随着人工智能(AI)逐渐促进人与机器之间的无缝交互,神经形态计算正变得越来越突出。传统的冯诺依曼架构和互补的金属氧化物半导体晶体管缩放无法满足人工智能对计算密度和能效的高要求。神经形态计算旨在通过使用类脑计算架构和新型突触记忆来解决这些挑战,这些突触记忆可以共同分配信息存储和计算,从而在高能效和高内存密度下实现低延迟。
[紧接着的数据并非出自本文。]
PR #1666, opened 2026-05-27
[docker-in-docker] - Move the iptables switching logic in the docker-init script and isolated tests for specific cases

### LINKED ISSUE #1659: [docker-in-docker] `docker-in-docker` fails on Ubuntu 24.04 containers on RHEL/AlmaLinux hosts: codename-based iptables fallback in v2.17.0 is too narrow
The fix introduced in PR #1637 (v2.17.0) for iptables-legacy failures on Ubuntu 26.04 uses a hardcoded `VERSION_CODENAME` check to decide whether to use `iptables-nft` vs `iptables-legacy`. This only handles Ubuntu 26.04 (`resolute`), but the same failure occurs on any Ubuntu/Debian container image running on a host kernel where the `ip_tables` module is not loaded, for example, AlmaLinux 9 or Fedora 41+ hosts.

### Steps to Reproduce

- Host OS: **AlmaLinux 9** (or Fedora 41+): kernel does not load `ip_tables` by default
- Devcontainer base image: `mcr.microsoft.com/devcontainers/base:ubuntu-24.04` (codename: `noble`)
- Feature: `ghcr.io/devcontainers/features/docker-in-docker:2` (v2.17.0 / v3.x)

Starting the devcontainer results in:

```
failed to start daemon: Error initializing network controller: error obtaining controller instance:
failed to register "bridge" driver: failed to create NAT chain DOCKER: iptables failed:
iptables --wait -t nat -N DOCKER: iptables v1.8.10 (legacy): can't initialize iptables table `nat':
Table does not exist (do you need to insmod?)
```

Confirming manually inside the container:

```sh
$ iptables-legacy -nL
iptables v1.8.10 (legacy): can't initialize iptables table `filter': Table does not exist (do you need to insmod?)
# exits with code 3

$ type iptables-legacy
iptables-legacy is hashed (/usr/sbin/iptables-legacy)
# exits with code 0  <- binary exists, but kernel module is absent
```

### Root Cause

In PR #1637, the initial fix correctly used a runtime `-nL` probe to verify whether `iptables-legacy` actually works before switching alternatives. However, this probe was removed because `install.sh` runs at image build time, when kernel modules are not accessible, so the probe would always fail during build.

The replacement logic uses a hardcoded codename allowlist:

```sh
case "${VERSION_CODENAME}" in
    resolute) use_nft=true ;;
esac
```

This only catches Ubuntu 26.04 (`resolute`). On Ubuntu 24.04 (`noble`) and any other non-`resolute` image the script falls through to:

```sh
elif type iptables-legacy > /dev/null 2>&1; then
    update-alternatives --set iptables /usr/sbin/iptables-legacy
```

Since `type iptables-legacy` succeeds (the binary exists), `iptables-legacy` is set as the default, even though the host kernel does not have `ip_tables` loaded. The failure only manifests at container runtime when `dockerd` tries to create the NAT chain.

This is the same underlying problem described in issue #1235 (Fedora/RHEL hosts), which also remains unresolved by the v2.17.0 fix.

### Proposed Fix

The iptables alternatives selection logic should be moved from `install.sh` (build-time) to `docker-init.sh` (the runtime entrypoint script). At runtime, the `-nL` probe works correctly and can detect the actual kernel capability:

```sh
# In docker-init.sh, before starting dockerd:
if type iptables-legacy > /dev/null 2>&1 && iptables-legacy -nL > /dev/null 2>&1; then
    update-alternatives --set iptables /usr/sbin/iptables-legacy
    update-alternatives --set ip6tables /usr/sbin/ip6tables-legacy
elif type iptables-nft > /dev/null 2>&1; then
    update-alternatives --set iptables /usr/sbin/iptables-nft
    update-alternatives --set ip6tables /usr/sbin/ip6tables-nft
fi
```

This approach is host-kernel-agnostic and does not require maintaining a hardcoded list of codenames.

### Environment

|                  |                                                                      |
|------------------|----------------------------------------------------------------------|
| Host OS          | AlmaLinux 9                                                          |
| Container OS     | Ubuntu 24.04.3 LTS (`noble`)                                         |
| Feature version  | `ghcr.io/devcontainers/features/docker-in-docker:2` (v2.17.0 / v3.x) |
| Docker version   | 29.4.3-1                                                             |
| iptables version | v1.8.10 (legacy)                                                     |

### Related Issues / PRs

- PR #1637: introduced the v2.17.0 fix (codename-based approach), which only covers Ubuntu 26.04
- Issue #1235: same failure on Fedora 41+ hosts; also not fixed by v2.17.0
- Issue #1633: original Ubuntu 26.04 report that triggered #1637

### LINKED ISSUE #1662: [docker-in-docker] v2 and v3 feature fails now for previously perfectly working devcontainer configurations
## base system:
   
- Ubuntu 26.04 LTS
- Host Docker Engine Community 29.5.0, API 1.54 (min API 1.40)

## devcontainer configuration

```json
{
    "name": "morbyd (docker-in-docker)",
    "image": "mcr.microsoft.com/devcontainers/base:ubuntu-24.04",
    "features": {
        "ghcr.io/devcontainers/features/docker-in-docker:3": {
            "version": "latest",
            "moby": false // go for the upstream Docker-CE
        },
        //"ghcr.io/thediveo/devcontainer-features/local-pkgsite:0": {},
        //"ghcr.io/thediveo/devcontainer-features/goreportcard:0": {},
        //"ghcr.io/thediveo/devcontainer-features/go-mod-upgrade:0": {},
        //"ghcr.io/thediveo/devcontainer-features/lazygit:0": {},
        //"ghcr.io/thediveo/devcontainer-features/gocover:0": {
        //    "tags": "matchers",
        //    "uncovered-packages": "github.com/thediveo/morbyd/v2/run/dockercli",
        //    "num-programs": "1",
        //    "race": true,
        //    "verbose": true,
        //    "html": true
        //},
        //"ghcr.io/thediveo/devcontainer-features/pin-github-action:0": {}
    },
    "remoteEnv": {
        "GOPATH": "/home/vscode/go",
        "PATH": "/home/vscode/go/bin:/go/bin:/usr/local/go/bin:${localEnv:PATH}"
    },
    "postCreateCommand": "go install go.uber.org/mock/mockgen@latest",
    "customizations": {
        "vscode": {
            "extensions": [
                "stkb.rewrap",
                "brunnerh.insert-unicode",
                "mhutchie.git-graph",
                "ms-vscode.makefile-tools",
                "redhat.vscode-yaml"
            ]
        }
    }
}
```

As you can see from the above configuration, still using the 24.04 base image here. Inside the devcontainer, `docker ps` fails with `Cannot connect to the Docker daemon at unix:///var/run/docker.sock. Is the docker daemon running?`

`ps faux` shows this interesting part:

```
root           1  0.0  0.0   1168   780 ?        Ss   16:34   0:00 /sbin/docker-init -- /bin/sh -c echo Container started trap "exit 0" 15 /usr/local/share/docker-init.sh exec "$@" while sleep 1 & wait $!; do :; done -
root           7  0.0  0.0   2808  1908 ?        S    16:34   0:00 /bin/sh -c echo Container started trap "exit 0" 15 /usr/local/share/docker-init.sh exec "$@" while sleep 1 & wait $!; do :; done -
root        8290  0.0  0.0   2704  1616 ?        S    16:39   0:00  \_ sleep 1
root        7216  0.0  0.0 2754320 46048 ?       Sl   16:35   0:00 /usr/bin/containerd --config /etc/containerd/config.toml
```

So, `containerd` runs and responds to `sudo ctr version`, but `dockerd` is missing.

I've removed all containers, images and volumes, but to no avail. Always same problem.

Disabling all features except for `docker-in-docker` still shows the failure.

Kaniska244:
## Summary

Fixes #1659 and fixes #1662.

This PR updates the `docker-in-docker` feature to support selecting the `iptables` backend at container runtime instead of only during image build. This is needed for hosts where the correct backend depends on the host kernel state at runtime, such as systems where the `ip_tables` kernel module is not loaded and `iptables-legacy` exists but does not work.

It also updates Docker Compose handling so `dockerDashComposeVersion` supports `latest` and uses it as the default.

## Changes

- Adds a new `docker-in-docker` option:
  - `iptablesSwitchAtRuntime`:
    - Default: `false`
    - When enabled, the feature writes the `iptables` alternatives selection logic into `docker-init.sh` so it runs before `dockerd` starts.
- Keeps the existing install-time behavior when `iptablesSwitchAtRuntime` is not enabled.
- Updates the runtime selection logic to:
  - Prefer `iptables-legacy` only when the legacy backend is actually available through the host kernel.
  - Fall back to `iptables-nft` when legacy support is unavailable.
- Updates Docker Compose version support:
  - Adds `latest` as a valid `dockerDashComposeVersion` value.
  - Changes the default `dockerDashComposeVersion` from `v2` to `latest`.
  - Updates `install.sh`, `devcontainer-feature.json`, and the README option table accordingly.
- Updates the `docker-in-docker` README with the new/updated options.
- Bumps the `docker-in-docker` feature version to `3.1.0`.

## Test Coverage

Adds isolated test scenarios for:

- Build-time iptables switching behavior.
- Runtime iptables switching behavior.
- Debian-based containers with `ip_tables` loaded.
- Debian-based containers without `ip_tables` loaded.
- Ubuntu-based containers with `ip_tables` loaded.
- Ubuntu-based containers without `ip_tables` loaded.
- Stress test coverage for `iptablesSwitchAtRuntime=true`.
- Docker Compose `latest` behavior with Moby enabled.
- Docker Compose `latest` behavior with Moby disabled.

Also updates CI to isolate the iptables-specific scenarios so they do not interfere with the standard `docker-in-docker` scenario test matrix.

## Validation

The new tests verify that:

- `docker-init.sh` contains the runtime switching block only when `iptablesSwitchAtRuntime=true`.
- The selected `iptables` alternative is either `iptables-legacy` or `iptables-nft` as appropriate.
- `iptables` commands work.
- `dockerd` starts successfully.
- `docker ps` works inside the dev container.
- Docker daemon logs show successful initialization.
- `docker compose version` returns a valid version when `dockerDashComposeVersion=latest`.
- `docker-compose --version` returns a valid version when `dockerDashComposeVersion=latest`.
- `/usr/local/bin/docker-compose` is installed for the `latest` Docker Compose scenario.


SrzStephen:
LGTM @ `7f2a5ed77143a90f735a7b6c799ac0d9cb44b55f` but you pushed while I was typing ;) 

I don't see anything wrong with [7360873](https://github.com/devcontainers/features/pull/1666/commits/7360873729d711c85bc3932b8a854ffd0f6a9e91) if the tests pass

There are cases where `iptables` can be loaded but `iptables nat` (same case for iptables-legacy) isn't... I can't think of a decent reason why this would come into play.

If you can think of one then it might be worth checking for iptables nat - I cant remember what case I ran into since it was ~ a month ago, entirely possible that I was doing something silly.


Example:
Both available
```
docker run --rm -it --cap-add=NET_ADMIN debian:bookworm-slim bash -c "apt-get update -qq && apt-get install -y iptables >/dev/null && echo '== iptables version ==' && iptables --version && echo '== NAT test ==' && iptables -t nat -L"
```
iptable-nat not available.

```
docker run --rm -it debian:bookworm-slim bash -c "apt-get update -qq && apt-get install -y iptables >/dev/null && echo '== iptables version ==' && iptables --version && echo '== NAT test (expected to fail) ==' && iptables -t nat -L || echo 'NAT not available or cannot access kernel tables'"
```

v-Kaniska244:
> LGTM @ `7f2a5ed77143a90f735a7b6c799ac0d9cb44b55f` but you pushed while I was typing ;)
> 
> I don't see anything wrong with [7360873](https://github.com/devcontainers/features/pull/1666/commits/7360873729d711c85bc3932b8a854ffd0f6a9e91) if the tests pass
> 
> There are cases where `iptables` can be loaded but `iptables nat` (same case for iptables-legacy) isn't... I can't think of a decent reason why this would come into play.... If you can think of one then it might be worth checking for iptables nat - I cant remember what case I ran into since it was ~ a month ago, entirely possible that I was doing something silly.
> 
> Example: Both available
> 
> ```
> docker run --rm -it --cap-add=NET_ADMIN debian:bookworm-slim bash -c "apt-get update -qq && apt-get install -y iptables >/dev/null && echo '== iptables version ==' && iptables --version && echo '== NAT test ==' && iptables -t nat -L"
> ```
> 
> iptable-nat not available.
> 
> ```
> docker run --rm -it debian:bookworm-slim bash -c "apt-get update -qq && apt-get install -y iptables >/dev/null && echo '== iptables version ==' && iptables --version && echo '== NAT test (expected to fail) ==' && iptables -t nat -L || echo 'NAT not available or cannot access kernel tables'"
> ```

Hi @SrzStephen 

Thank you for the review. Let me have a look for that scenario.

src/docker-in-docker/devcontainer-feature.json
```diff
@@ -60,6 +61,11 @@
       "type": "boolean",
       "default": false,
       "description": "Disable ip6tables (this option is only applicable for Docker versions 27 and greater)"
+    },
+    "iptablesSwitchAtRuntime": {
```
SrzStephen, line 65: Probably the only thing I'd try to make a case for, but I'm not overly familiar with this repos general policy here so if it tends to more conservative then that's ok:

If you're moving to a v4 release it might be worth making this a `default: true` since you're already cutting a major rev.

Reason: The only time it matters what iptables is present is at runtime so it's probably the correct approach, someone can always opt into the old behaviour if they wish (by setting it to false) but you'll probably see some "why doesn't docker run" issues similar to https://github.com/devcontainers/features/issues/1659.

Kaniska244: Makes sense. I would much rather put it back to version 3 as the flag could help doing this seamlessly.

thediveo: I'm wondering since 3.0.0 and 3.0.1 break on Ubuntu 24.04 devcontainer base images on a nUbuntu 26.04 host anyway and my testing indicates that the 3.1.0/4.0.0 feature works also on an Ubuntu 22.04 why not considering this a fix with a new compatible feature with the default of `iptablesSwitchAtRuntime:true`? This makes the 3.x feature working; are there any side effects of the iptablesSwitchAtRuntime?

thediveo:
can this please be reviewed and moved forward in production, as it is an important fix?

test/docker-in-docker/docker_with_default_iptables.sh
```diff
@@ -0,0 +1,34 @@
+#!/bin/bash
```
abdurriq, line 1: Isn't this identical to test/docker-in-docker/docker_without_iptables_ubuntu.sh except for log check logic? Can we make one a symlink of the other?

test/docker-in-docker/docker_without_iptables.sh
```diff
@@ -0,0 +1,34 @@
...
+    if ! grep -q "Daemon has completed initialization" /tmp/dockerd.log; then
+        echo "❌ Docker daemon failed to start. Last errors from /tmp/dockerd.log:"
+        echo "----- dockerd.log (tail) -----"
+        tail -n 100 /tmp/dockerd.log
+        echo "----- error/fatal lines -----"
+        grep -iE "error|fatal|failed|panic" /tmp/dockerd.log || true
+        exit 1
+    fi
+'
+check "log-for-completion" bash -c "cat /tmp/dockerd.log | grep 'Daemon has completed initialization'"
```
abdurriq: Nit: Duplicate of line 29

test/docker-in-docker/scenarios.json
```diff
@@ -1,4 +1,63 @@
...
+        "image": "mcr.microsoft.com/devcontainers/base:debian",
+        "features": {
+            "docker-in-docker": {
+                "moby": "false",
+                "iptablesSwitchAtRuntime": true
+            }
+        },
+        "initializeCommand": "sudo modprobe ip_tables"
+    },
+    "docker_without_iptables": {
```
abdurriq: Nit: should be something like `with_legacy_iptables` or `with_default_iptables`; as both still have iptables

test/docker-in-docker/docker_with_legacy_iptables.sh
```diff
@@ -0,0 +1,20 @@
+#!/bin/bash
```
abdurriq, line 1: Same here, identical to the ubuntu version; can this be a symlink?

test/docker-in-docker/docker_stress_iptables_runtime.sh
```diff
@@ -0,0 +1,20 @@
+#!/bin/bash
```
abdurriq: "Stress" doesn't seem applicable here, could we call this `docker_iptables_switch_at_runtime.sh` or something more relevant instead?

src/docker-in-docker/install.sh
```diff
@@ -970,6 +976,29 @@ DOCKER_DEFAULT_ADDRESS_POOL=${DOCKER_DEFAULT_ADDRESS_POOL}
 DOCKER_DEFAULT_IP6_TABLES=${DOCKER_DEFAULT_IP6_TABLES}
 EOF
 
+# On Debian-based images, re-assert the iptables alternative at container start
+# (only when the user opted into runtime switching via iptablesSwitchAtRuntime=true).
+if [ "${IPTABLES_SWITCH_AT_RUNTIME}" = "true" ] && [ "${ADJUSTED_ID}" = "debian" ]; then
```
abdurriq, line 981: Nit: Can this be an else branch of the above if block? It would be nice to have these be together rather than hundreds of lines apart.

.github/workflows/test-pr.yaml
```diff
@@ -92,5 +92,42 @@ jobs:
       - name: "Install latest devcontainer CLI"
         run: npm install -g @devcontainers/cli
 
+      - name: "Exclude iptables-isolation scenarios from docker-in-docker"
```
abdurriq: Nit: Can we make it clear that these will run under a separate job?

src/docker-in-docker/install.sh
Kaniska244: Hi @abdurriq 

This logic is separated from the existing logic because here its not executing the commands rather writing them into the `docker-init.sh` which is written towards the end of the installation script in a block as per the existing logic. I could technically move this part alone above much above near the old `iptables` switching logic and later append the remaining part as -is towards the end of the `install.sh`. My only concern is that it could impact the readability of the `docker-init.sh` snippet which right now is being formed almost as a block as per the current code.
Kindly let me know if we should still change this. I will go ahead accordingly.

.github/workflows/test-pr.yaml
Kaniska244: Hi @abdurriq 

This has been implemented. Kindly let me know in case of further concern.

test/docker-in-docker/docker_stress_iptables_runtime.sh
Kaniska244: Hi @abdurriq 

This has been implemented. Kindly let me know in case of further concern.

test/docker-in-docker/docker_with_legacy_iptables.sh
Kaniska244: Hi @abdurriq 

This has been implemented. Kindly let me know in case of further concern.

test/docker-in-docker/scenarios.json
Kaniska244: Hi @abdurriq 

This has been implemented. Kindly let me know in case of further concern.

test/docker-in-docker/docker_without_iptables.sh
Kaniska244: Hi @abdurriq 

This has been implemented. Kindly let me know in case of further concern.

test/docker-in-docker/docker_with_default_iptables.sh
Kaniska244: Hi @abdurriq 

This has been implemented. Kindly let me know in case of further concern.

.github/workflows/docker-in-docker-stress-test.yaml
abdurriq: Could we please also change the "stress" part here as it's not accurate?

test/docker-in-docker/docker_with_legacy_iptables.sh
abdurriq, line 1: Nit: `docker_with_legacy_iptables` would be a more accurate name

src/docker-in-docker/install.sh
abdurriq: Ah I see, in that case we can leave it as-is, thanks for clarifying.

v-Kaniska244:
> LGTM @ `7f2a5ed77143a90f735a7b6c799ac0d9cb44b55f` but you pushed while I was typing ;)
> 
> I don't see anything wrong with [7360873](https://github.com/devcontainers/features/pull/1666/commits/7360873729d711c85bc3932b8a854ffd0f6a9e91) if the tests pass
> 
> There are cases where `iptables` can be loaded but `iptables nat` (same case for iptables-legacy) isn't... I can't think of a decent reason why this would come into play.
> 
> If you can think of one then it might be worth checking for iptables nat - I cant remember what case I ran into since it was ~ a month ago, entirely possible that I was doing something silly.
> 
> Example: Both available
> 
> ```
> docker run --rm -it --cap-add=NET_ADMIN debian:bookworm-slim bash -c "apt-get update -qq && apt-get install -y iptables >/dev/null && echo '== iptables version ==' && iptables --version && echo '== NAT test ==' && iptables -t nat -L"
> ```
> 
> iptable-nat not available.
> 
> ```
> docker run --rm -it debian:bookworm-slim bash -c "apt-get update -qq && apt-get install -y iptables >/dev/null && echo '== iptables version ==' && iptables --version && echo '== NAT test (expected to fail) ==' && iptables -t nat -L || echo 'NAT not available or cannot access kernel tables'"
> ```

Hi @SrzStephen 

Thank you again for this comment. The [runtime block](https://github.com/Kaniska244/features/blob/add-test-d-in-d/src/docker-in-docker/install.sh#L984-L998) intentionally avoids `iptables-* -L` as a probe because the CLI `auto-modprobes` and would mask the very condition we're testing for. I can extend the same [kernel module check](https://github.com/Kaniska244/features/blob/add-test-d-in-d/src/docker-in-docker/install.sh#L988-L990) check to look for `iptable_nat` module for the legacy branch, but I'm hesitant to land it without a reproduction because I am not entirely sure about it's presence in the latest debian/ ubuntu based distros and if there should be a similar/ equivalent check for `iptables-nft` as well.  
Instead of using separate, rigid table modules like `iptables-legacy` uses `iptable_nat` sub-module, `iptables-nft` translates the old command syntax into modern Netfilter expressions. It automatically tells `nf_tables` to build a chain with a type nat attribute, [ref](https://ewpratten.com/blog/learning-nftables). 
Also, so far, I haven't able to come up with a simulation of the test case where `iptables` can be loaded but `iptables nat` isn't. In case if you have any advice on the reproduction of the similar problem you has faced in past, anything you could possibly recall, could help a great deal if we look further to safeguard the new implementation against the problem where `iptables nat` is not loading specifically.

.github/workflows/docker-in-docker-stress-test.yaml
Kaniska244: Hi @abdurriq 

It has been implemented. Kindly let me know in case of further concern.

test/docker-in-docker/docker_with_legacy_iptables.sh
Kaniska244: Hi @abdurriq

It has been implemented. Kindly let me know in case of further concern.

src/docker-in-docker/devcontainer-feature.json
Kaniska244: Hi @thediveo 

Implemented in this line.

abdurriq (approved):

尽管各种新兴的存储设备已经被广泛研究以模拟生物突触的功能,但目前还没有材料/设备系统既包含高性能神经形态计算所需的指标,又包含潜在的身体-计算机集成所需的生物相容性。在这篇综述中,我们旨在为读者提供实现高性能有机神经形态器件的一般设计原理和材料要求。我们从最近的文献中使用指导性的例子来讨论每个要求,说明挑战以及未来的研究机会。尽管有机设备在成为神经形态计算的主要参与者方面仍然面临许多挑战,主要是由于它们缺乏与数字逻辑集成所需的后端过程的遵从性,但我们认为它们的生物相容性和机械一致性使它们在创建自适应生物接口,脑机接口和生物学启发的假肢方面具有优势。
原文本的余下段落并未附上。